(Stored data entries)
PR #417, opened 2018-12-08
Allow mslice scripts to run in MantidPlot and MantidWorkbench

### LINKED ISSUE #400: MSlice CLI does not work in MantidPlot python script editor
MantidPlot crashes when using the MSlice CLI to plot from the Python script window (activated using `F3`) or the script interpreter - e.g.

```
import mslice.cli as mc
mc.PlotSlice(mc.Slice(mc.Load('MAR21335_Ei60.00meV.nxs')))
```

This is because each MantidPlot script window / the script interpreter runs in its own thread which is not the main or GUI thread. When MSlice tries to open up a new Qt window, it runs into memory errors - sometimes MantidPlot just hangs (very occasionally just after painting the new plot window) and sometimes it segfaults. (Note that plotting from the interface is fine because interfaces are launched in the main GUI thread).

NB. We need to decide whether to support MSlice running in the MantidPlot script window... if we do decide to, then need to add code to check for MantidPlot and to switch to the main GUI thread when drawing Qt windows.

martyngigg:
Description of work.

Ensures that all calls to Qt drawing functions are pushed to the main thread.

**To test:**

The following script should run from the command line `mantidpython` as well as in `MantidPlot`

```
# The following line helps with future compatibility with Python 3
# print must now be used as a function, e.g print('Hello','World')
from __future__ import (absolute_import, division, print_function, unicode_literals)

import sys
# use development copy of mslice
sys.path.insert(0, '/media/data1/source/github/mantidproject/mslice')

import mslice.cli as mc

ws = mc.Load("/home/dmn58364/mslice/MAR21335_Ei60.00meV.nxs")
cut_ws = mc.Cut(ws)
slice_ws = mc.Slice(ws)
f1 = mc.PlotCut(cut_ws)  # returns plot number
f2 = mc.PlotSlice(slice_ws)  # returns plot number
mc.Show()
```

You will most likely need to update the paths to development `mslice` and the data file.

Fixes #400.


mslice/cli/_mslice_commands.py
```diff
@@ -1,33 +1,64 @@
...
+        ipython_pylab = not pyplot.show._needmain
+        # IPython versions >= 0.10 tack the _needmain
+        # attribute onto pyplot.show, and always set
+        # it to False, when in %pylab mode.
+        ipython_pylab = ipython_pylab and mpl.get_backend() != 'WebAgg'
+        # TODO: The above is a hack to get the WebAgg backend
+        # working with ipython's `%pylab` mode until proper
+        # integration is implemented.
+    except AttributeError:
+        ipython_pylab = False
```
mducle: Is the above section so that the plotting would work in an IPython Notebook, or is it just for the IPython console which we include in the GUI?

mslice/plotting/globalfiguremanager.py
```diff
@@ -129,7 +138,7 @@ def _new_figure(cls, num=None):
             num = 1
             while any([num == existing_fig_num for existing_fig_num in cls._figures.keys()]):
                 num += 1
-        new_fig = PlotFigureManagerQT(num, GlobalFigureManager)
+        new_fig = QAppThreadCall(PlotFigureManagerQT)(num, GlobalFigureManager)
```
mducle: So it was just a matter of wrapping in a Mantid `QAppThreadCall` in the end?

mslice/cli/_mslice_commands.py
martyngigg: It should cover the notebook too. It's similar too the standard Qt5 backend version of `show` but we need to call `GlobalFigureManager` rather than the standard `matplotlib` one as the former contains our code to track keep/make current so is the class that holds all of our figures.

mslice/plotting/globalfiguremanager.py
martyngigg: This and a similar `QAppThreadCall(mainloop)()` in the mslice `Show` method yes.

PR #419, opened 2019-02-06
Cuts and slices made to be repositioned with respect to the window center

### LINKED ISSUE #418: Plot Window moves off screen when plots are created
When a slice or cut is created, the plot window opens in the top right-hand corner of the screen with half the window visible. One would need to drag the window to the centre of the screen to see all its contents.

Steps to recreate:
Open Mslice
Plot a Slice or a Cut

aybamidele:
Description of work.
The move window command now uses the screen centre to fix the position of cuts and slices
**To test:**
Open Mslice and plot a cut or slice. The windows open near the centre of the screen.

Fixes #418 .

### DIFF
--- a/mslice/plotting/plot_window/plot_figure_manager.py
+++ b/mslice/plotting/plot_window/plot_figure_manager.py
@@ -4,15 +4,13 @@ import weakref
 import six
 from mslice.util.qt.QtCore import Qt
 from mslice.util.qt import QtCore, QtGui, QtWidgets
-from mslice.util.qt.qapp import create_qapp_if_required
-
+from mslice.util.qt.qapp import create_qapp_if_required, QAppThreadCall
 from mslice.models.workspacemanager.file_io import get_save_directory
 from mslice.models.workspacemanager.workspace_algorithms import save_workspaces
 from mslice.plotting.plot_window.plot_window import PlotWindow
 from mslice.plotting.plot_window.slice_plot import SlicePlot
 from mslice.plotting.plot_window.cut_plot import CutPlot
 import mslice.plotting.pyplot as plt
-from mslice.util.qt.qapp import QAppThreadCall
 
 
 class PlotFigureManagerQT(QtCore.QObject):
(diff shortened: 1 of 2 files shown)


mslice/plotting/plot_window/plot_figure_manager.py
```diff
@@ -87,14 +85,14 @@ def flag_as_current(self):
 
     def add_slice_plot(self, slice_plotter_presenter, workspace):
         if self._plot_handler is None:
-            self.move_window(-self.window.width() / 2, 0)
+            self.move_window(self.window.width() * 1.05, self.window.height() / 2)
```
martyngigg: Agreed that this is a fine thing to do. Could we add a code comment about why we are doing it? At first glance it appears a little strange.

mslice/plotting/plot_window/plot_figure_manager.py
```diff
@@ -87,14 +85,14 @@ def flag_as_current(self):
...
         else:
             self._plot_handler.disconnect(self.window)
         self._plot_handler = SlicePlot(self, slice_plotter_presenter, workspace)
 
     def add_cut_plot(self, cut_plotter_presenter, workspace):
         if self._plot_handler is None:
-            self.move_window(self.window.width() / 2, 0)
```
martyngigg: Similar thing with a comment here too.

mslice/plotting/plot_window/plot_figure_manager.py
```diff
@@ -87,14 +85,18 @@ def flag_as_current(self):
 
     def add_slice_plot(self, slice_plotter_presenter, workspace):
         if self._plot_handler is None:
-            self.move_window(-self.window.width() / 2, 0)
+            # Move the top right corner of all slice plot windows to the left of the screen centre by 1.05
```
martyngigg: This is a good description of what is being done but could we add a description of why - that's actually more important for the future.

PR #421, opened 2019-02-07
Allow users generate scripts from generated scripts

### LINKED ISSUE #420: Allow users generate python scripts from a generated scripts plot window
Currently, it is not possible to generate scripts from a generated script plot window.
Allowing users modify their generated script from the gui would be a useful feature.

aybamidele:
Description of work.
Default plot options for cuts and slices and now saved when their respective windows are shown. This allows the generated scripts to know what changes have been made to the plot since it was loaded.
**To test:**
Open Mslice. Plot a slice or cut and generate a script.
Run the generated script, make changes and generate another script.
Observe the difference between the first and second generated script.

Fixes #420 .


martyngigg:
Can we rebase with master now after merging #415?

PR #425, opened 2019-02-13
Script generations now accounts for multiple workspaces used in cuts

### LINKED ISSUE #423: Multiple loaded workspaces not accounted for when python scripts are generated
MSlice currently does not take into account that there might be more than one workspace loaded when a python script is generated.

aybamidele:
Description of work.
Modified python script generation to account for multiple cuts from different workspaces.

**To test:**
Open Mslice. Load multiple workspaces. Using plot over, plot multiple cuts onto the same plot window. In the file options, click generate script.

Fixes #423 .

### DIFF
--- a/mslice/cli/_mslice_commands.py
+++ b/mslice/cli/_mslice_commands.py
@@ -89,7 +89,7 @@ def GenerateScript(InputWorkspace, filename):
     _check_workspace_name(InputWorkspace)
     workspace_name = get_workspace_handle(InputWorkspace).name[2:]
     plot_handler = GlobalFigureManager.get_active_figure().plot_handler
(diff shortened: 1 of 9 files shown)


martyngigg:
@mducle I would be tempted to say we should disable the history from interactive cuts and do it properly. The keep/current stuff for the interactive cuts is already a little fragile and it is probably best that we not mess with that too much? Do you think it would be okay to release it to the wild with the script generation for interactive cuts disabled?

mducle:
Yes. I think it would be ok to just disable the script generation for interactive cuts until we can do it properly.

martyngigg:
@aybamidele Can you open an issue for adding tests here for the multiple workspaces in maintenance?

PR #3688, opened 2026-07-02
Missing translations

joseivanlopez:
## Problem

Some strings are not translated. Missing translatated strings should be detected by the linter, but there are two edge cases:

* Literal string directly passed as prop to a PF component.
* Literal strings marked for translation with `N_` but then it is not translated with `_()`.

Examples:
~~~
<PFComponent foo="bar" />

const LABEL = N_("Disk");

<Text>{LABEL}</Text>
~~~

https://bugzilla.suse.com/show_bug.cgi?id=1269514

## Solution

Properly mark the literal strings for translations when they are used in a prop and fix missing translations in storage UI components by converting translation-marked constants to type-safe translation functions.

Changes

* Replaced static translation-marked constants (FILESYSTEM_NAMES, PARTITIONABLE_SPACE_POLICIES, VOLUME_GROUP_SPACE_POLICIES) with dedicated translation functions (filesystemLabel, partitionableSpacePolicyLabel, volumeGroupSpacePolicyLabel).
* Fixed untranslated space policy labels in SpacePolicyMenu and SpaceActionsTable.
* Removed unused SIZE_UNITS constant.

Moving translation logic into functions ensures translations are always applied and prevents future instances of forgotten translations.

In network, the connection type labels were not marked for translation. Fortunatelly, there are already translations for that strings.

### DIFF
--- a/web/src/components/storage/SpaceActionsTable.tsx
+++ b/web/src/components/storage/SpaceActionsTable.tsx
@@ -149,20 +149,20 @@ const DeviceActionSelector = ({
       <FlexItem>
         <ToggleGroup isCompact>
           <ToggleGroupItem
-            text="Do not modify"
+            text={_("Do not modify")}
             buttonId="not-modify"
             isSelected={adjustedAction === "keep"}
             onChange={() => changeAction("keep")}
           />
           <ToggleGroupItem
-            text="Allow shrink"
+            text={_("Allow shrinking")}
             buttonId="resize"
             isDisabled={isResizeDisabled}
             isSelected={adjustedAction === "resizeIfNeeded"}
             onChange={() => changeAction("resizeIfNeeded")}
           />
           <ToggleGroupItem
-            text="Delete"
+            text={_("Delete")}
             buttonId="delete"
             isDisabled={isDeleteDisabled}
             isSelected={adjustedAction === "delete"}
--- a/web/src/utils/network.ts
+++ b/web/src/utils/network.ts
@@ -36,6 +36,7 @@ import {
   SecurityProtocols,
 } from "~/types/network";
 import { _, N_ } from "~/i18n";
+import type { TranslatedString } from "~/i18n";
 
 /**
  * Connection type constants.
@@ -66,8 +67,9 @@ const CONNECTION_STATE_LABELS: Record<ConnectionState, string> = {
 /**
  * Returns the translated label for a connection state.
  */
-// eslint-disable-next-line agama-i18n/string-literals
-const connectionStateLabel = (state: ConnectionState): string => _(CONNECTION_STATE_LABELS[state]);
+const connectionStateLabel = (state: ConnectionState): TranslatedString =>
+  // eslint-disable-next-line agama-i18n/string-literals
+  _(CONNECTION_STATE_LABELS[state]);
 
 /**
  * Returns true if the given connection type is virtual.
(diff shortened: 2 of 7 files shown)


web/src/components/storage/SpaceActionsTable.tsx
```diff
@@ -149,20 +149,20 @@ const DeviceActionSelector = ({
...
           <ToggleGroupItem
-            text="Do not modify"
+            text={_("Do not modify")}
             buttonId="not-modify"
             isSelected={adjustedAction === "keep"}
             onChange={() => changeAction("keep")}
           />
           <ToggleGroupItem
-            text="Allow shrink"
+            text={_("Allow shrinking")}
```
dgdavid, line 158: If I get it correctly, we already had "Allow shrinking" marked for translation somewhere. Similar for "Do not modify", right?

web/src/utils/network.ts
```diff
@@ -81,19 +83,21 @@ const isVirtual = (type: ConnectionType): boolean =>
...
  */
 const CONNECTION_TYPE_LABELS: Record<ConnectionType, string> = {
-  [CONNECTION_TYPE.ETHERNET]: "Ethernet",
-  [CONNECTION_TYPE.WIFI]: "Wi-Fi",
-  [CONNECTION_TYPE.LOOPBACK]: "Loopback",
-  [CONNECTION_TYPE.BOND]: "Bond",
-  [CONNECTION_TYPE.BRIDGE]: "Bridge",
-  [CONNECTION_TYPE.VLAN]: "VLAN",
-  [CONNECTION_TYPE.UNKNOWN]: "Unknown",
+  [CONNECTION_TYPE.ETHERNET]: N_("Ethernet"),
```
dgdavid, line 86: Just for double check it, where these already marked for translations somewhere?

web/src/utils/network.ts
```diff
@@ -66,8 +67,9 @@ const CONNECTION_STATE_LABELS: Record<ConnectionState, string> = {
 /**
  * Returns the translated label for a connection state.
  */
-// eslint-disable-next-line agama-i18n/string-literals
-const connectionStateLabel = (state: ConnectionState): string => _(CONNECTION_STATE_LABELS[state]);
+const connectionStateLabel = (state: ConnectionState): TranslatedString =>
+  // eslint-disable-next-line agama-i18n/string-literals
```
dgdavid, line 71: I wonder if @lslezak linter PR at https://github.com/agama-project/eslint-plugin-agama-i18n/pull/9 helps with that.

dgdavid (approved):
Just minor, not blocking comments. LGTM, thanks.

web/src/components/storage/SpaceActionsTable.tsx
dgdavid: Or are you taking the opportunity to improve them due the fact "Allow shrink" was never marked for translation?

joseivanlopez: Sadly, we don't have translations yet for "Allow shrink" and "Do not modify". They never were marked for translation. So, we can take the opportunity for fixing the string.

web/src/utils/network.ts
joseivanlopez: Yes. The same strings are used in other places, so we have translations.

web/src/components/storage/SpaceActionsTable.tsx
dgdavid: Cool, thanks.

PR #3695, opened 2026-07-06
fix(web): enable dropdown menu flip to prevent overflow

dgdavid:
## Problem

In the Storage page, when selecting "Create LVM volume group" from the installation device dropdown and then opening the volume group actions menu, the dropdown would extend beyond the visible screen area. This happened because MenuButton had flip behavior disabled.

Related to https://bugzilla.suse.com/show_bug.cgi?id=1262122 (protected link)

## Solution

Modified `MenuButton` component to enable PatternFly's flip behavior:

- Changed `enableFlip` from `false` to `true`
- Added `flipBehavior: ["bottom-start"]` to prefer bottom positioning but allow automatic repositioning when viewport boundaries are reached

This ensures all dropdown menus in the application built with MenuButton component stay fully visible regardless of their position on screen.

## Screenshots

**Before**: Menu extends beyond visible area

localhost_8080_ (3)

**After**: Menu properly repositioned within viewport

localhost_8080_ (2)

### DIFF
--- a/web/package/agama-web-ui.changes
+++ b/web/package/agama-web-ui.changes
@@ -1,4 +1,10 @@
 -------------------------------------------------------------------
+Mon Jul  6 08:28:06 UTC 2026 - David Diaz <dgonzalez@suse.com>
+
+- Fix dropdown menus overflowing beyond viewport boundaries
+  (bsc#1262122).
+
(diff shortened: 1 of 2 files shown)


joseivanlopez (approved):
LGTM

PR #3696, opened 2026-07-06
refactor(web): add missing `TranslatedString` types in user-facing text props

dgdavid:
## Summary

- Types user-facing text props as `TranslatedString` instead of plain `string` across form, core, and page components, so untranslated literals are rejected at compile time.
- Marks three already-untranslated row-actions labels ("Actions for %s" in the connections, DASD, and zFCP tables) for translation and reported them in https://bugzilla.suse.com/show_bug.cgi?id=1271404
- Fixes a type bug in `SelectableDataTable`: `itemActionsLabel` was declared as `(d: T) => string | string`, which parses as a function type only, even though a plain value is also accepted at runtime.

## Motivation

Plain string literals passed as props slip through the translation linter and reach users in English only (related to https://bugzilla.suse.com/show_bug.cgi?id=1269514, protected link). The `TranslatedString` tagged type exists precisely to prevent that: it turns a runtime i18n bug into a compile-time error, since text must go through `_()` before a component accepts it.

The type was introduced in #2928 seven months ago (Agama v19), but applying it to component props was overlooked: most user-facing text props remained plain `string`. #3685 and #3688 recently started closing that gap; this PR extends the coverage to the remaining user-facing text props.

## What changed

One commit per component, so each change is easy to review and revert:

**Form components and validation**
- `CheckboxField`: `label`, `aria-label`
- `Fieldset`: `legend`
- `validation-helpers.ts`: all message parameters and return types, plus the two forwarding helpers in `connection-form/validations.ts`

**Core and layout components**
- `SimpleDropdown`: `label`
- `ResizeHandle`: `label`
- `Loading`: `aria-label`
- `SelectableDataTable`: `itemActionsLabel` and the `label` handed to a custom `itemActionsComponent`

**Page-specific components**
- `SoftwarePage`: section titles, button labels, empty-state texts
- `RegistrationCertificateQuestion`: description list terms
- `UnsupportedAutoYaST`: section title and description
- `TextWithLinkToL10n` (InstallerL10nOptions): `text`
- `SystemInformationSection`: item labels

**i18n helpers**
- `formatList` now preserves the input type, mirroring the existing `sprintf` typing: formatting translated strings yields `TranslatedString`, formatting technical values (device names, mount paths) stays plain `string`.

## Tests

- [x] `npm run check-types`
- [x] `npm run eslint`
- [x] `npm run tests`

## Related

- https://bugzilla.suse.com/show_bug.cgi?id=1269514 (private link)
- #2928 (introduced the `TranslatedString` type, Agama v19)
- #3685 (SearchableSelectField TranslatedString props)
- #3688 (label functions typed as TranslatedString)

---


web/src/components/network/ConnectionsTable.tsx
```diff
@@ -383,7 +385,9 @@ export default function ConnectionsTable() {
             },
           ].filter(Boolean);
         }}
-        itemActionsLabel={(c: Connection) => `Actions for ${c.id}`}
+        // FIXME: translate after the translation freeze and drop the casting
+        // (related to bsc#1269514)
+        itemActionsLabel={(c: Connection) => `Actions for ${c.id}` as TranslatedString}
```
ancorgs: I think we should already mark the strings for translation (in a more translators friendly way that with `${c.id}`), instead of adding a FIXME.

I would open a bug report explaining which texts were not marked for translation and their (hopefully low) relevance. Then I would submit the real fix to master.

Very likely we will get no translations for the strings in time for 16.1, but everything will be properly recorded and fixed in the code.

dgdavid: > in a more translators friendly way that with `${c.id}`

Sure, this is a quite old leftover. I would use sprintf or Interpolate component.

dgdavid: > I would open a bug report explaining which texts were not marked for translation and their (hopefully low) relevance. Then I would submit the real fix to master.

Fine with me if you all agree.

dgdavid: Done at https://github.com/agama-project/agama/pull/3696/commits/944ea9db8726310f27af77b21664ec162615ba25

web/package/agama-web-ui.changes
```diff
@@ -1,3 +1,10 @@
+-------------------------------------------------------------------
+Tue Jul 14 12:38:47 UTC 2026 - David Diaz <dgonzalez@suse.com>
+
+- Require translated text in user-facing component props, ensuring
+  users get the interface in their language
+  (gh#agama-project/agama#3696).
+
```
ancorgs, line 7: Please, mention [bsc#1271404](https://bugzilla.suse.com/show_bug.cgi?id=1271404) in the changelog

dgdavid: Thanks, I overlooked that. Updated now.

ancorgs (approved):
LGTM

PR #3697, opened 2026-07-07
refactor(web): rename overview to installation terminology

dgdavid:
## Motivation

"Overview" was developer jargon from an earlier version of Agama when the main menu item was called "Overview". The current UI shows "Installation" in the breadcrumb and presents a "summary" of installation settings, so the internal code should align with this user-facing terminology.

This refactoring improves code clarity by making internal names match what users actually see in the interface.

### Directory and Component Renaming
- Moved all files from `src/components/overview/` to `src/components/installation/`
- Renamed main component: `OverviewPage` -> `InstallationPage`
- Updated internal component names: `OverviewPageContent` -> `InstallationPageContent`

### Path Constants (routes/paths.ts)
- Renamed `ROOT.overview` to `ROOT.summary` for better semantic clarity
  - The route path remains `/installation`
  - The constant name `summary` better reflects what users conceptually see
  - More intuitive when reading code like `navigate(ROOT.summary)`

### Backwards Compatibility

- Added redirect in router: `/overview` -> `/installation`
- Prevents 404s for bookmarked URLs or external links
- Uses `replace` to maintain expected back-button behavior

## Tests

- [x] TypeScript compilation passes (`npm run check-types`)
- [x] Authentication form tests pass
- [x] All renamed components render correctly
- [x] Breadcrumb navigation works
- [x] Form submit "Go to installation summary" link works
- [x] Legacy `/overview` redirect works


ancorgs (commented):
I like the part about backwards compatibility. But I'm not so sure about the rest.

On the one hand, I'm not sure whether we really need to rename everything to match the UI. Who knows whether we change the string "Installation" in the future. We also have other examples like "Authentication" in the UI vs `users` in the code. Are we going to change them all and keep them consistent with the UI strings over time? Looks overkill to me.

On the other hand, I don't see why we use `summary` for the route and `installation` for the components. I personally do not like `installation`(*) and I prefer the current `overview` or `summary`. But none of those two are actually used in the UI, which somehow defeats the purpose of this whole change.

So IMHO, the whole PR fixes something that I don't think is broken. :-)

(*) IMHO, "installation" doesn't look like a good name for one particular namespace of an installer.

joseivanlopez:
> I like the part about backwards compatibility. But I'm not so sure about the rest.

I like the idea of using */installation* URL instead of */overview*. IMHO, having URLs aligned with the terms used in the UI is good.

I agree with @ancorgs about renaming internal components. As he commented, *installation* does not seem a good namespace. We already have *xSummary* components, so probably *summary* is a better "namespace".

dgdavid:
So?

What should we do? Close PR and keep everything as it is, or turn it into minimal change for the route by picking _summary_ instead of _installation_?

joseivanlopez:
> So?
> 
> What should we do? Close PR and keep everything as it is, or turn it into minimal change for the route by picking _summary_ instead of _installation_?

IMHO, I would keep the URL change and `ROOT.summary`.

dgdavid:
After above reviews and a later conversation with @ancorgs, tclosing this in favor of #3722.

** Exercise **
Above are the records. Identify each line that contains the word "mducle".

** Result **
mducle: Is the above section so that the plotting would work in an IPython Notebook, or is it just for the IPython console which we include in the GUI?
mducle: So it was just a matter of wrapping in a Mantid `QAppThreadCall` in the end?
@mducle I would be tempted to say we should disable the history from interactive cuts and do it properly. The keep/current stuff for the interactive cuts is already a little fragile and it is probably best that we not mess with that too much? Do you think it would be okay to release it to the wild with the script generation for interactive cuts disabled?
mducle:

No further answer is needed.